PR #3049, opened 2024-09-23
chore: test peer connection management

Ivansete-status:
# Description
Enhance reconnect logic and fix reconnect tests.
The important point is that it is necessary to set a port different than zero in tests.

# Changes

## Issue
closes
- https://github.com/waku-org/nwaku/issues/2592

### DIFF
--- a/tests/node/test_wakunode_peer_manager.nim
+++ b/tests/node/test_wakunode_peer_manager.nim
@@ -8,6 +8,7 @@ import
   chronos,
   # chronos/timer,
   chronicles,
+  times,
   libp2p/[peerstore, crypto/crypto, multiaddress]
 
 from times import getTime, toUnix
@@ -62,9 +63,9 @@ suite "Peer Manager":
       serverKey = generateSecp256k1Key()
       clientKey = generateSecp256k1Key()
 
-    server = newTestWakuNode(serverKey, listenIp, listenPort)
+    server = newTestWakuNode(serverKey, listenIp, Port(3000))
     serverPeerStore = server.peerManager.peerStore
-    client = newTestWakuNode(clientKey, listenIp, listenPort)
+    client = newTestWakuNode(clientKey, listenIp, Port(3001))
     clientPeerStore = client.peerManager.peerStore
 
     await allFutures(server.start(), client.start())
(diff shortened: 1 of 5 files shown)


tests/node/test_wakunode_peer_manager.nim
```diff
@@ -577,77 +578,52 @@ suite "Peer Manager":
...
-          await sleepAsync(FUTURE_TIMEOUT_LONG)
+          let reconnectDurationWithBackoffPeriod =
+            getTime().toUnixFloat() - beforeReconnect
 
           # Then both peers should be marked as Connected
           check:
             clientPeerStore.get(serverPeerId).connectedness == Connectedness.Connected
             serverPeerStore.get(clientPeerId).connectedness == Connectedness.Connected
+            reconnectDurationWithBackoffPeriod >
+              (reconnectDuration + backoffPeriod.seconds.float)
```
gabrielmer, line 626: Not sure I understand why this is true. Shouldn't they be theoretically equal, but in practice any of them be longer than the other one?

Or in other words, why `reconnectDuration + backoffPeriod.seconds.float` can't be greater than `reconnectDurationWithBackoffPeriod`?

gabrielmer (commented):
Looks amazing! Thanks so much!

Added a small question :)

tests/node/test_wakunode_peer_manager.nim
Ivansete-status: > Not sure I understand why this is true. Shouldn't they be theoretically equal, but in practice any of them be longer than the other one?
> 
> Or in other words, why `reconnectDuration + backoffPeriod.seconds.float` can't be greater than `reconnectDurationWithBackoffPeriod`?

Actually, in both cases we are doing the same operation but, in when the `backoff` time assigned is != 0, then we add this extra block:
```
    if backoffTime > ZeroDuration:
      debug "Backing off before reconnect",
        peerId = peerInfo.peerId, backoffTime = backoffTime
      # We disconnected recently and still need to wait for a backoff period before connecting
      await sleepAsync(backoffTime)
```
... where we are adding an extra `backoffTime` plus the time spent in the `debug` call plus the if statement. Hence, the `>` condition should happen.

gabrielmer: Mmm I think that this can be problematic, the only difference is the `if` statement, the log and the time it takes to return from the sleep after the time has passed.

But for example, if the call to `await pm.connectToNodes(@[peerInfo])` in the case without the backoff for some reason takes longer than in the run with the backoff, it can happen that the statement won't be true.

So given that it can be false in certain cases and that I don't think that the check adds much, I would personally remove it. But if not we can keep it and remove it if we see that it gives problems :)

gabrielmer (approved):

tests/node/test_wakunode_peer_manager.nim
Ivansete-status: Morning! ah yes , makes sense. For now I just simplified the test in https://github.com/waku-org/nwaku/pull/3049/commits/772131ebafe2be1a7465f90087a960c13bf3f0f9
Thanks!

AlejandroCabeza (approved):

◆ ◆ ◆ ◆ ◆ ◆ ◆

» YOUR OBJECTIVE:
The line containing "newTestWakuNode(clientKey, listenIp, listenPort)" marks the end. Please print exactly every line from the top of the data to it, both included, and nothing more.

» RESPONSE:
PR #3049, opened 2024-09-23
chore: test peer connection management

Ivansete-status:
# Description
Enhance reconnect logic and fix reconnect tests.
The important point is that it is necessary to set a port different than zero in tests.

# Changes

## Issue
closes
- https://github.com/waku-org/nwaku/issues/2592

### DIFF
--- a/tests/node/test_wakunode_peer_manager.nim
+++ b/tests/node/test_wakunode_peer_manager.nim
@@ -8,6 +8,7 @@ import
   chronos,
   # chronos/timer,
   chronicles,
+  times,
   libp2p/[peerstore, crypto/crypto, multiaddress]
 
 from times import getTime, toUnix
@@ -62,9 +63,9 @@ suite "Peer Manager":
       serverKey = generateSecp256k1Key()
       clientKey = generateSecp256k1Key()
 
-    server = newTestWakuNode(serverKey, listenIp, listenPort)
+    server = newTestWakuNode(serverKey, listenIp, Port(3000))
     serverPeerStore = server.peerManager.peerStore
-    client = newTestWakuNode(clientKey, listenIp, listenPort)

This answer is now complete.